3.7. KEGG Pathway Enrichment
David was applied to carry out KEGG pathway Enrichment of the 7 hub targets. After removing the extensive pathways, 23 pathways were obtained. The top three were Proteoglycans in cancer, HIF − 1 signaling pathway and PI3K − Akt signaling pathway. The result of the 23 pathways was showed in Fig. 6.
Then, constructed compounds-targets-pathways network was constructed with the 7 hub targets. A network with 32 nodes and 114 edges was obtained, including 2 compounds, 7 targets, 23 pathways, 21 targets-targets interaction, 10 compounds-targets interaction and 83 targets-pathways interaction. After modular analysis the result of was showed in Fig. 7.
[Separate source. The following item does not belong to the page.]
PR #1074, opened 2022-02-14
ros_planning: Get kinematic params from move_group node

jbohren:
### Description

This makes it so that the kinematics loader, and therefore the MoveIt RViz plugin can pull the appropriate kinematics parameters from the `move_group` node, so that they don't need to be replicated in RViz's parameter space.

3.8. Molecular Docking Result
AutoVina was employed to conducted molecular docking, with the result listed in table 3. The reliability of the docking results was evaluated against with the score of Affinity. The value of affinity represented the strength of binding between the compounds and the targets. The greater the negative value, the more satisfactory the binding result. The best binding protein of compound Luteolin was 5UG9, the structure of EGFR. The best binding protein of compound Acacetin was 1NME, the structure of CASP3. Their three-dimensional structure and protein ligand interaction was showed in Fig. 8.